1990 year-end chart performance for "Wiggle It"
| Chart (1990) | Position |
|---|---|
| Canada Dance/Urban (RPM) | 34 |
| US 12-inch Singles Sales (Billboard) | 43 |
| US Dance Club Play (Billboard) | 20 |

1991 year-end chart performance for "Wiggle It"
| Chart (1991) | Position |
|---|---|
| Australia (ARIA) | 33 |
| Canada Dance/Urban (RPM) | 49 |
| UK Singles (OCC) | 43 |
| UK Club Chart (Record Mirror) | 69 |
| US 12-inch Singles Sales (Billboard) | 34 |

===Decade-end charts===

Decade-end chart performance for "Wiggle It"
| Chart (1990–1999) | Position |
|---|---|
| Canada (Nielsen SoundScan) | 36 |

==Certifications==

Certifications and sales for "Wiggle It"
| Region | Certification | Certified units/sales |
| Australia (ARIA) | Gold | 35,000^{^} |
| United Kingdom (BPI) | Silver | 200,000^{^} |
| United States (RIAA) | Gold | 500,000^{^} |
^{^} Shipments figures based on certification alone.

==Release history==

Release dates and formats for "Wiggle It"
| Region | Date | Format(s) | Label(s) | Ref. |
|---|---|---|---|---|
| United States | 1990 | 12-inch vinyl; cassette; | Cutting; Charisma; |  |
| United Kingdom | January 14, 1991 | 7-inch vinyl; 12-inch vinyl; CD; cassette; | Cutting; SBK; |  |
| Japan | February 6, 1991 | Mini-CD | DJ:; OSNP; |  |

==Covers==
In 1991, Alvin and the Chipmunks covered "Wiggle It" for their album The Chipmunks Rock the House.

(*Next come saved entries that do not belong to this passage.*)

PR #1621, opened 2026-09-02
feat(mcp): let external server registration require a minimum discovered tool count

murdore:
## feat(mcp): let external server registration require a minimum discovered tool count

`ExternalServerManager.addServer` previously returned `success: true` / status `"connected"` (and incremented `connectedServers`) for a stdio server that discovered **zero** tools — indistinguishable from a legitimate resource/prompt-only server and from a quietly-broken one. There was no way for a caller to require a minimum tool count.

### Change (additive, default-compatible)

- `minTools?: number` on `MCPServerInfo` (`src/lib/types/mcp.ts`), default `0` → unchanged behaviour for the resource/prompt-only common case.
- `startServer` compares `instance.toolsMap.size` against `config.minTools ?? 0` right after discovery, **before** tools are registered with the main registry and before health monitoring starts — a rejected server is never marked ready, even transiently. Below the floor it tears the connection down via a new `closeInstanceConnection` helper (extracted verbatim from `stopServer`'s client/transport teardown, now shared by both) and throws `InsufficientToolsError`.
- `addServer`'s catch recognizes `InsufficientToolsError` via `instanceof` and returns `success: false` with `metadata.readiness: "insufficient_tools"` and `metadata.toolsDiscovered`, instead of the generic stringified-error path. Successful registrations now also carry `metadata.readiness: "ready"` for symmetry.
- New `MCPServerReadiness = "ready" | "insufficient_tools" | "failed"`. `ExternalMCPOperationResult.metadata` gains optional `readiness` / `toolsDiscovered`, typed concretely and intersected with `[key: string]: JsonValue` so the public read contract is unchanged (Rule 5).

### Tests

New `test/continuous-test-suite-mcp-min-tools-readiness.ts` + stdio fixture `test/fixtures/mcp-zero-tools-server.mjs`, driving real stdio servers through `ExternalServerManager` and `NeuroLink.addExternalMCPServer` / `getMCPStatus()`. Wired into `package.json` as `test:mcp:min-tools-readiness` and the `test:mcp:full` chain. `typecheck`, `build`, eslint/prettier, and the mcp infra/stdio-lifecycle/result-cache/spans regression suites all pass.

> Review state: approved. See the `<!-- yama:summary -->` review comment for the full recurring review.

PR #1689, opened 2026-09-12
chore(docs-site): stop committing the llms artifacts and repoint docs:build

murdore:
Two defects that hid behind each other. Both surfaced while rebasing unrelated PRs.

## The conflict tax

`docs-site/static/llms-full.txt` is **9.5 MB**, regenerated wholesale by `build-llms-txt.ts` on every docs-site build, and served from the built site. It is **not** in `package.json` `files`, so unlike `search-index.json` it has never shipped to a consumer.

Committing it bought nothing and cost a whole-file merge conflict on essentially every PR that touched docs. #1668, #1649 and #1621 were all reported `CONFLICTING` on that single file, with **no source conflict at all** — every real source file auto-merged. `llms.txt` is the same story at 52 KB.

Both are gitignored now. The deploy build still emits them, because it always did — `docs-site build` is `sync-docs && build:llms-txt && docusaurus build`.

The currency check narrows to the one artifact whose staleness can actually reach a user: `search-index.json`, which does ship in the tarball.

## Why nobody noticed

`pnpm-workspace.yaml` deliberately declares no `packages:` — the cooldown policy lives there and `docs-site/` stays an independent project. So `--filter ./docs-site` matches **no project**: pnpm prints `No projects matched the filters` and **exits 0**.

All four `docs:*` scripts were written that way, including the `docs:build` that the artifact-currency check printed as *its own remediation*. Running exactly what the failure told you to run regenerated nothing and reported success.

Repointed to `pnpm --dir docs-site`, which does not depend on workspace membership.

## Verification

Both forms run in the same tree:

| | result |
|---|---|
| `pnpm --filter ./docs-site build` | `No projects matched the filters`, exit 0, nothing written |
| `pnpm run docs:build` (fixed) | full build, **14336** search-index entries from 3917 files, 395 OG images, exit 0 |

After the fixed build:

- both llms files are back on disk and correctly ignored (`git check-ignore` confirms)
- `search-index.json` is **byte-identical**, so the narrowed gate passes
- no untracked residue
- `pnpm run lint`: **0 errors**

## Scope

- `.gitignore` — ignore the two llms artifacts, with the reason
- `package.json` — four `docs:*` scripts repointed to `--dir`
- `.github/workflows/docs-site-artifacts.yml` — check narrowed to `search-index.json`; header and remediation text corrected
- `CLAUDE.md` — both traps recorded, including the general form: a command that exits 0 is not evidence it did anything

The diff is large because it deletes two generated files. No source file changes.

## Summary by CodeRabbit

- **Documentation**
  - Clarified which documentation artifacts are committed and published.
  - Added guidance for running documentation commands reliably from the documentation site directory.
  - Removed generated content from the tracked `llms.txt` documentation artifact.

- **Chores**
  - Updated documentation build checks to validate only the committed search index.
  - Excluded generated `llms` files from version control.
  - Updated documentation site startup commands to generate `llms` files automatically.
  - Adjusted related workflow messages and command configuration.


.gitignore
```diff
@@ -196,3 +196,11 @@ NEUROLINK_SDK_GAPS.md
 .yama/memory/*.sqlite-*
 .yama/*.log
 .yama/.env
+
+# docs-site llms artifacts: generated by docs-site/scripts/build-llms-txt.ts on
+# every `pnpm run build` and served from the built site, never from this repo.
+# Neither is listed in package.json `files`, so unlike search-index.json they do
+# not ship in the npm tarball — committing them bought nothing and cost a
+# 9.5 MB whole-file conflict on essentially every pull request touching docs.
+docs-site/static/llms.txt
```
Tara-ag, line 208: **MINOR** — these two ignores duplicate the exact rules already shipping in `docs-site/.gitignore`.

`docs-site/.gitignore` (unchanged by this PR) already contains:

```gitignore
# Generated LLM context files (built by build:llms-txt script)
static/llms.txt
static/llms-full.txt
```

Git checks the directory-local `.gitignore` in addition to the root one, so the llms files have been ignored since before this PR. The PR description says "Both are gitignored now", but that was already true — the change that actually stops the conflicts is the **deletion** of the two tracked files (`docs-site/static/llms.txt`, `docs-site/static/llms-full.txt`), not this block. (For contrast, note the root `search-index.json` ignore+unignore pair exists because that file *is* intentionally tracked.)

Not harmful — fight-in-depth. Two options if you want to tighten it:

```suggestion
# docs-site/static/llms.txt and llms-full.txt are already ignored by
# docs-site/.gitignore; the real change here is removing them from tracking
# so the 9.5 MB whole-file regeneration stops conflicting on docs PRs.
```

or drop these two lines and rely on `docs-site/.gitignore` (and say so in the commit message instead). Either way, consider keeping the rationale only where it is not duplicated.

Tara-ag (commented):
Solid, small-scope cleanup. Changes verified correct; one MINOR note on the redundant root `.gitignore` block inline.

Tara-ag:
**APPROVE** — the change is correct, low-risk (graph risk 0.00, no source files touched), and the rationale checks out against the repo.

### Findings

|---|---|---|
| MINOR | `.gitignore:205` | Root ignore block duplicates the same ignores already present in `docs-site/.gitignore`; the real fix is the file deletion, not this block. |

### What was checked and found correct

- **`--dir` repointing fixes the real bug.** `pnpm-workspace.yaml` at root sets only `minimumReleaseAge` with **no `packages:`** (verified), so `--filter ./docs-site` matches nothing and exits 0 — exactly as described. `docs-site/pnpm-workspace.yaml` is an empty upward-search shield. `pnpm --dir docs-site build` runs the real script in `docs-site`. `docs-site/package.json` has `build`, `start`, `serve`, `clear` scripts, so all four `docs:*` repoints are valid.
- **Workflow narrowing is sound.** The llms files are now untracked, so restricting `docs-site-artifacts.yml` to `search-index.json` removes the churn false-positives. The generated artifacts are confirmed to write to `static/` (buil `build-llms-txt.ts` → `static/llms.txt` + `static/llms-full.txt`); the search index is a postBuild hook. `search-index.json` stays in `package.json` `files` and is not ignored (the `+!` negation in both `.gitignore`s is intact) — so it remains checked and shipped.
- **No out-of-diff consumers break.** `docusaurus.config.ts` links `/llms.txt` and `/llms-full.txt` via `pathname:///` (serve-time, regenerated every build); nothing in `docs-site/mcp-server/*` (which ships in the tarball) reads the committed llms files; neither llms file is in `package.json` `files`. The workflow's own `pnpm run build` already used `working-directory: docs-site`, so it was never broken by the `--filter` bug.
- **Blast radius:** graph build shows 0 nodes/edges changed and risk 0.00 — pure config/docs/generated-file change; no execution flows meaningfully affected.
- No secrets, no hot-path code, single Conventional Commit with scope (`chore(docs-site)`), one commit.

### Note (accepted design tradeoff, not a finding)
The check now covers only `search-index.json`, so nothing in CI verifies the llms files are still produced (only the deploy build does). That is the intended narrowing, and it is documented in `CLAUDE.md`; flagging for visibility only.

.gitignore
```diff
@@ -196,3 +196,11 @@ NEUROLINK_SDK_GAPS.md
...
+docs-site/static/llms-full.txt
```
Tara-ag: **MINOR** — this root block duplicates rules `docs-site/.gitignore` already carries.

`docs-site/.gitignore` (at this head) already ignores `static/llms.txt` and `static/llms-full.txt`:

```gitignore
# Generated LLM context files (built by build:llms-txt script)
static/llms.txt
static/llms-full.txt
```

Git applies nested `.gitignore` files, so `docs-site/static/llms.txt` / `docs-site/static/llms-full.txt` were **already ignored at the root level before this PR**. They were tracked only because git never untracks an already-tracked file — the real fix here is this PR's `git rm` of the two files, not the ignore rules. After the deletion the redeployed files are caught by the pre-existing `docs-site/.gitignore` rule, so this block is functionally redundant.

If the intent is root-level documentation (so someone grepping the repo root sees why the files are absent), keep it but say so. Otherwise drop the duplicate block:

```suggestion
```

Tara-ag (approved):
Solid, small-scope cleanup. The `--dir` repoint is genuine — root `pnpm-workspace.yaml` has no `packages:` field so `--filter ./docs-site` matches nothing and exits 0 — and every repointed script exists in `docs-site/package.json`. Verified the workflow narrowing and that no out-of-diff consumer reads the committed llms files. One MINOR note inline.

Tara-ag:
## Verdict: APPROVE

Clean, well-scoped cleanup — the `--dir` repoint is a real bug fix and the workflow narrowing is sound. One MINOR, non-blocking note.

### Findings

| MINOR | `.gitignore:200-206` | Root ignore block duplicates rules `docs-site/.gitignore` already has; the actual fix is the two `git rm`s. |

- **`--dir` repoint is correct** — root `pnpm-workspace.yaml` has no `packages:` field, so `--filter ./docs-site` matches no project and exits 0 (the documented trap). All four `docs:*` scripts (`start`/`build`/`serve`/`clear`) exist in `docs-site/package.json`, so `pnpm --dir docs-site <script>` resolves.
- **Workflow narrowing** — `search-index.json` stays tracked + in `package.json` `files` + wired through the check; the llms files are per-build artifacts referenced only via serve-time `pathname:///` links, so the gate correctly narrows to the one shipped artifact.
- **No out-of-diff breakage** — nothing else in the repo consumes the committed llms files (the docs MCP server that ships reads from the served site, not the repo tree).
- **Deletions are pure removals of generated content** — no source files changed (`additions 57 / deletions 383880`).

_Impact analysis from the code graph: risk 0.00, no source nodes affected — config/docs-only change, so no blast-radius concerns by construction._

.gitignore
murdore: Confirmed, and you are right on both halves. Fixed at `fbeabbd92`.

`git show origin/release:docs-site/.gitignore` carries `static/llms.txt` and `static/llms-full.txt`, and `git log --follow` puts them there in the original Docusaurus migration commit — long before this PR. Meanwhile `git ls-tree -r origin/release` lists both files, because a later ignore rule never untracks a file that is already tracked. So the ignore rules were never what stopped the conflicts; the `git rm` is.

I kept the two root-level lines but rewrote the comment so it no longer claims to be the fix:

```
# docs-site llms artifacts, generated by docs-site/scripts/build-llms-txt.ts and
# served from the built site. docs-site/.gitignore has ignored them since the
# Docusaurus migration, so these two lines change nothing on their own — what
# stops the conflicts is untracking the files, which this commit does.
```

Noting for the record that you posted this twice, on lines 205 and 206 — one finding, two threads. This reply covers both.

package.json
```diff
@@ -179,10 +179,10 @@
...
     "docs:generate": "pnpm run docs:validate",
     "// Documentation (Docusaurus)": "",
-    "docs:start": "pnpm --filter ./docs-site start",
-    "docs:build": "pnpm --filter ./docs-site build",
-    "docs:serve": "pnpm --filter ./docs-site serve",
-    "docs:clear": "pnpm --filter ./docs-site clear",
+    "docs:start": "pnpm --dir docs-site start",
+    "docs:build": "pnpm --dir docs-site build",
+    "docs:serve": "pnpm --dir docs-site serve",
+    "docs:clear": "pnpm --dir docs-site clear",
```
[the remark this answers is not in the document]
murdore: Confirmed and fixed at `fbeabbd92`. Both `start` and `dev` now run `build:llms-txt` between `sync-docs` and `docusaurus start`, matching the existing `build` script's ordering.

Worth recording that this PR is what makes the 404 reachable, rather than merely failing to close a pre-existing gap. Before it, the two files were tracked, so they were present on any checkout even though `start` never regenerated them. This PR deletes them. So the fix belongs here, not in a follow-up.

Verified rather than assumed — removing both files to simulate a fresh checkout and running the newly added step regenerates them byte-for-byte:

In 2008, Australian singer Ricki-Lee Coulter used the chorus from the song for her own version, also titled "Wiggle It," which reached number 11 on the Australian ARIA Singles Chart in September 2008, eight positions below the original version. 2 in a Room received writing credits on this single as well.